=== Directions for this task ===
Figure out how many lines of the material below contain the word "take". Answer with the number only.

=== Material shown ===
PR #977, opened 2023-12-18
Restrict the y-axis of the Marginal Tax Rates chart to `[-200%, 200%]`.

### LINKED ISSUE #66: Restrict MTR y axis at 100%

abhcs:
Fix #66 by filtering function values that exceed `200%` or go under `-200%`.

Tested against [this household](https://policyengine.org/us/household?focus=householdOutput.mtr&household=38027).

View when current income is `0`:

Screenshot 2023-12-18 at 10 25 23 AM

View when current income is `14,000`:

Screenshot 2023-12-18 at 10 26 52 AM

Thus, when the value corresponding to the current income does not lie in `[-200%, 200%]` the range on the y-axis is extended to include the value.

### DIFF
--- a/src/pages/household/output/MarginalTaxRates.jsx
+++ b/src/pages/household/output/MarginalTaxRates.jsx
@@ -39,43 +39,6 @@ export default function MarginalTaxRates(props) {
   const [showDelta, setShowDelta] = useState(false);
   const mobile = useMobile();
 
-  // We don't want to show "large" values in this chart. See
-  // https://github.com/PolicyEngine/policyengine-app/issues/66.
-
-  const lb = -2;
-  const ub = 2;
-
-  const clipBefore = (array) => {
-    if (array !== undefined && array.length) {
-      let i = 0,
-        min = Number.POSITIVE_INFINITY,
-        max = Number.NEGATIVE_INFINITY;
-      while (i < array.length && min > lb && max < ub) {
-        const element = array[i];
-        if (element < min) {
-          min = element;
-        }
-        if (element > max) {
-          max = element;
-        }
-        i++;
-      }
-      return [Math.max(lb, min), Math.min(ub, max)];
-    }
-    return [-1, 1];
-  };
-
-  const clipAfter = (format, currentValues) => {
-    const clip = [
-      Math.min(...currentValues, lb),
-      Math.max(...currentValues, ub),
-    ];
-    if (format !== undefined && Object.keys(format).includes("range")) {
-      const r = format.range;
-      format.range = [Math.max(clip[0], r[0]), Math.min(clip[1], r[1])];
-    }
-  };
-
   let title;
 
   const currentEarnings = getValueFromHousehold(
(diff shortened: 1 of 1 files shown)


abhcs:
There are two peaks above `200` but we ignore them, so the range of y-values is `[-90, 70]`. We add a padding of `0.1 x (70 - (-90)) = 16'. The padded range of `[-106, 86]' is displayed. The mentioned calculations are approximations.

anth-volk:
Gotcha. @MaxGhenis do you feel the 100% axis should be displayed if there are any values above it? I would personally lean toward it.

abhcs:
Just thinking about it a bit, if most of the values are within say `[0,10]` and there is one outlier of `700`, then the current design would keep the axis range around `[0,10]` with some padding, which is desirable, I think. In such a case, having a forced range of `[0,100]` would shrink the features.

The MTR function displayed in the chart is multidimensional with a vast domain. Still, we are making decisions about how to display the function based on a few samples from the domain, i.e., viewing the website for a particular household. This is a bit dangerous and the magic constants like `200` and `100` may not work for other households.

A more robust solution would be to find the outliers in the back end without relying on constants (I have code for this by using a Python lib for 1-D clustering). However, this would require changes to the API. Therefore, I have gone ahead with the current PR.

All that being said, I am happy to add the `100` constant too.

MaxGhenis:
Hi sorry I'm getting to this late. Can we instead set the y axis limits, rather than the values? So take the bounds of the data, add e.g. 10% on either side, and then clip those bounds at +/-200% for setting y axis limits, but leave the values as they are.

anth-volk (changes requested):
Per Max:

Can we instead set the y axis limits, rather than the values? So take the bounds of the data, add e.g. 10% on either side, and then clip those bounds at +/-200% for setting y axis limits, but leave the values as they are.

Thanks so much for your work on this, @abhcs.

abhcs:
We *are* changing axis limits and not values in this PR. In the two examples posted in the initial comment, do you expect to see something else? Please clarify.

anth-volk:
He had been thinking a modification to the code that, instead of merely filtering values outside of the bounds, would determine if values exist above and/or below, and then set the upper and lower bounds at +/- 2 accordingly, as merely filtering dynamically sets the chart range based upon the remaining values

abhcs:
Screenshots after the latest changes for the same household with different incomes:

For income = `0`:


For income = `14,000`:
14k

For income = `55,000`:
55k

MaxGhenis:
can we trim the 735% example too?

abhcs:
We can but the current behavior is by design! If we were to trim the 735% case, then 
- the dark blue circle representing the current MTR would not be visible on the graph, and
- double-clicking the current MTR legend would just yield an empty graph.

I have kept the current values visible in the chart to avoid this behavior. An alternative could be to not display the current value and the legend and still trim! Please let me know if you want this.

MaxGhenis:
Ok sounds good let's try this and we can come back to it if it's confusing

anth-volk (approved):
This looks great and works well on my side, @abhcs. Thanks so much for your contributions!

PR #979, opened 2023-12-18
Extend the cliffs in the Earnings Variation chart to meet its horizontal borders

### LINKED ISSUE #978: Extend the cliffs in the Earnings Variation chart to meet its horizontal borders
In this [example](https://policyengine.org/us/household?focus=householdOutput.earnings&household=38027), the cliffs get truncated at `0` and `150,000`:

Screenshot 2023-12-18 at 10 43 49 AM

abhcs:
Fix #978 by passing the y-axis range to the `getCliffs` function.

Tested against [this household](https://policyengine.org/us/household?focus=householdOutput.earnings&household=38027). Now, the chart looks like this:

Screenshot 2023-12-18 at 11 17 55 AM

### DIFF
--- a/src/api/variables.js
+++ b/src/api/variables.js
@@ -228,7 +228,7 @@ export function getPlotlyAxisFormat(unit, values, precisionOverride) {
   const paddedRange = () => {
     const r = range();
     const d = r[1] - r[0];
-    const p = d * 0.1;
+    const p = d * 0.01;
     return [r[0] - p, r[1] + p];
   };
 
--- a/src/pages/household/output/EarningsVariation/BaselineAndReformChart.jsx
+++ b/src/pages/household/output/EarningsVariation/BaselineAndReformChart.jsx
@@ -148,17 +148,9 @@ function BaselineAndReformTogetherPlot(props) {
     baselineValue,
     useHoverCard = false,
   } = props;
-  const x1 = earningsArray;
-  const y1 = baselineArray;
-  const y2 = reformArray;
-  const x2 = [currentEarnings];
-  const y3 = [currentValue];
-  const y4 = [baselineValue];
-  const xaxisValues = x1.concat(x2);
-  const yaxisValues = y1.concat(y2, y3, y4);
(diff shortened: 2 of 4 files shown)


abhcs:
While this is an acceptable solution, I think we may be able to do better by using `yref`. Hence I am converting the PR to draft.

abhcs:
Ideally, we should use Plotly *shapes* and not *plots* for cliffs because they are just annotations. Shapes also support "paper" coordinates using `yref`, for instance. This is what we want for the y-coordinates of the cliff. However, Plotly shapes do not support hover text at the moment, as far as I can tell. Therefore, I am still passing the y-axis range to the `getCliffs` function, as mentioned in the PR description.

MaxGhenis:
This looks a bit strange to me going negative. Could you bound the x and y axes at zero in cases where the data doesn't contain negative values? We'd like to do that regardless.

abhcs:
Are you sure you want zero padding when there are only nonnegative values? If I make it zero then we get:

Screenshot 2023-12-21 at 2 26 10 PM

The zeros are colliding. We can also do a smaller padding when there are only nonnegative values:

Screenshot 2023-12-21 at 2 29 33 PM

Which image do you prefer: top or bottom?

abhcs:
We can also reduce the padding everywhere from `10%` to `1%` of the length of the range of values, which would yield:

Screenshot 2023-12-21 at 2 34 52 PM

Another option to consider.

MaxGhenis:
your most recent suggestion looks good, thanks

MaxGhenis:
Ah actually could we set the y axis minimum to zero? The cliff shading extends beyond the x axis as is. We can keep the 1% margin for the x axis minimum so the dot remains visible (baseline net income is usually >0 so shouldn't be an issue for the other).

abhcs:
I can ensure that the cliff starts at zero in the above image if that is the only objection and leave the padding unchanged.

abhcs:
After latest commit:

Screenshot 2023-12-21 at 6 22 24 PM

MaxGhenis (approved):

PR #982, opened 2023-12-18
Show deltas by default on Earnings Variation and Marginal Tax Rate charts when a reform is present

### LINKED ISSUE #233: Show deltas by default on net income and MTR charts when a reform is present
I think this is the more common use case

abhcs:
Fix #233.

Tested on a random household and policy to verify that difference is displayed by default:

Screenshot 2023-12-18 at 2 34 12 PM

Screenshot 2023-12-18 at 2 34 43 PM


anth-volk (approved):
Thanks so much for this work, @abhcs! It's a long-standing issue that's great to clear up.

PR #939, opened 2023-12-05
Fix y-axis format issues in charts such as the UK NI LEL parameter chart

abhcs:
## Description

Fixed #854 by changing the calculation of the axis format in `getPlotlyAxisFormat`. This pull request also has implications for #425 and #66: the format issues for MTR should go away and the range of the y-axis should rarely exceed 100%.

## Method for fix

* Change `getPlotlyAxisFormat`
  * Remove unnecessary arguments.
  * Calculate the number of fractional digits to be displayed in a more sophisticated manner.
* Display the variable label in `EarningsVariation` chart's title and description.
* Fix the `MarginalTaxRates` description.
* In `EarningsVariation` and `MarginalTaxRates` charts,
  * Do not forcibly set precision using `tickformat`.
  * Instead depend on passing all `x` and `y` values to `getPlotlyAxisFormat`.

## Tests

I have checked that the axes in `EarningsVariation`, `MarginalTaxRates`, and `ParameterOverTime` charts are displayed properly.

Screenshot 2023-12-07 at 9 09 18 PM

Screenshot 2023-12-07 at 9 11 34 PM

Screenshot 2023-12-07 at 9 16 47 PM

### Summary
📊💰🧹

This pull request improves the data formatting and presentation of various plotly charts in the app. It refactors the code to use a common function `getPlotlyAxisFormat` for determining the best axis format for different types of variables. It also makes some minor style and naming changes, and makes the `ResultsPanel` component more flexible for different variables.

> _The `ResultsPanel` got a makeover_
> _With dynamic titles and axes to show for_
> _The data was refactored_
> _The style was adapted_
> _And the code became cleaner and lower_

### Walkthrough
*  Refactor `getPlotlyAxisFormat` function to handle different currency units, precision, and range based on the values passed as an argument, and to handle boolean or binary variables ([link](https://github.com/PolicyEngine/policyengine-app/pull/939/files?diff=unified&w=0#diff-b5951a72ed1475216756f45c9a54ea34fb15cce384284eb48b32a30c5c0bf58bL220-R257), [link](https://github.com/PolicyEngine/policyengine-app/pull/939/files?diff=unified&w=0#diff-b5951a72ed1475216756f45c9a54ea34fb15cce384284eb48b32a30c5c0bf58bL295-R282))
[...]

PR #988, opened 2023-12-19
Fix display for parameter over time chart for units such as years, kWh, etc.

### LINKED ISSUE #987: The parameter over time chart is not visible for some parameters
[NY CTC minimum age](https://policyengine.org/us/policy?focus=gov.states.ny.tax.income.credits.ctc.minimum_age&region=us&timePeriod=2023&baseline=2&reform=2), for instance:

image

abhcs:
## Description

- We fix #987.
- We display units `yrs` and `kWh` on the y-axis.

## Changes

- This regression described in #987 was introduced in #939 which used a direct call to `getPlotlyAxisFormat` instead of wrapping it in the spread operator. Before #939, the `yaxis` property was set to equal `{...getPlotlyAxisFormat(...)}` but in #939 this was changed to `getPlotlyAxisFormat(...)`, i.e., the spread operator was removed. However, `getPlotlyAxisFormat` returns `undefined` in many cases. Using the spread operator results in `yaxis = {...undefined} = {}`, and not using the spread operator results in `yaxis = undefined`. In the latter case, plotly does not display the chart. Therefore, we use the spread operator in this PR.
- We improve the `getPlotlyAxisFormat` function so that it handles the units `years` and `kilowatt-hour`. Thus, it returns `undefined` in fewer cases. There are still some unhandled units such as `list`, `variable`, and `program`.

## Screenshots

Screenshot 2023-12-19 at 11 03 19 AM
Screenshot 2023-12-19 at 11 03 43 AM
Screenshot 2023-12-19 at 11 04 15 AM
Screenshot 2023-12-19 at 11 05 09 AM

## Tests

We checked that the parameter over time chart was displayed with the correct y-axis for currencies, percentages, speeds, and ages, as shown in the above screenshots.

## Suggestions

- It would help if the parameters also contained a data type property, e.g., `int`, `float`, etc.

### DIFF
--- a/src/api/variables.js
+++ b/src/api/variables.js
@@ -242,17 +242,18 @@ export function getPlotlyAxisFormat(unit, values, precisionOverride) {
     return d > 10 ? 0 : d === 0 ? 1 : 1 - Math.round(Math.log10(d));
   };
 
-  if (Object.keys(currencyMap).includes(unit)) {
+  const isCurrency = Object.keys(currencyMap).includes(unit);
+  const isPercent = unit === "/1";
+  const isYears = unit === "years";
+  const isKwh = unit === "kilowatt-hour";
+  const isNumber = isCurrency || isPercent || isYears || isKwh;
+  // TODO: unhandled units: list, variable, program
+  if (isNumber) {
     return {
-      tickformat: `,.${precision()}f`,
-      tickprefix: currencyMap[unit],
-      ...(values && {
-        range: paddedRange(),
-      }),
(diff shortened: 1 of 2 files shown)


anth-volk (approved):
Thanks for your contribution, @abhcs, this is great work. I'll open a new issue for handling chart units more consistently, and you're right, perhaps there should be a change in the underlying model to enable this kind of thing automatically. I did make one minor change, adding a space between the number and the label.

PR #992, opened 2023-12-20
Add syntax highlighting to `Reproduce in Python` code

### LINKED ISSUE #168: Color-code `Reproduce in Python` code

abhcs:
## Description

We fix #168, i.e., we add syntax highlighting to the `Reproduce in Python` in the household and policy calculators. Since the GPT prompt in `Analysis` also used the same component, it is displayed closer to the theme in our new component but without syntax highlighting because prompts are just natural language.

## Changes

- Refactor the Python code generation and display logic into separate files. The new display component is called `CodeBlock`.
- We use [prism-react-renderer](https://github.com/FormidableLabs/prism-react-renderer) in `CodeBlock`.
  - We used some code from [this official sandbox](https://codesandbox.io/p/sandbox/prism-react-renderer-example-u6vhk?file=%2Fsrc%2Fstyles.js).
- The policy and household calculators use `CodeBlock` with language `"python"`. The `Analysis` component uses `CodeBlock` with language `"markdown"` (this is the most natural language supported by `prism` fit for GPT prompt but we are not ruling out better [options](https://github.com/FormidableLabs/prism-react-renderer#language)). 

## Screenshots

Policy:
Screenshot 2023-12-20 at 12 38 51 AM

Household:
Screenshot 2023-12-20 at 12 37 07 AM

Analysis:
Screenshot 2023-12-20 at 12 38 31 AM

## Tests

We checked that the code was displayed properly for a couple of policy and household configurations.

### DIFF
--- a/package-lock.json
+++ b/package-lock.json
@@ -23,6 +23,7 @@
         "moment": "^2.29.4",
         "openai": "^4.20.1",
         "plotly.js": "^2.27.1",
+        "prism-react-renderer": "^2.3.1",
         "react": "^18.2.0",
         "react-bootstrap": "^2.9.1",
         "react-detect-print": "^0.1.2",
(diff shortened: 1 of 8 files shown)


MaxGhenis:
Can you avoid the extra space from lines 10+ vs <10?

anth-volk:
One last item: could you expand the width to fill the container in the two relevant pages? At present, the code sits at a default width that's a bit narrow. Otherwise, thanks for your contributions on this and many others, @abhcs.

abhcs:
@anth-volk Please check if it is better now. Since it is scrollable content, I am not posting screenshots.

anth-volk (approved):
This is perfect, thanks so much for this! Makes it look much more normal. Also appreciate the refactoring into a separate component.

=== Expected output ===
2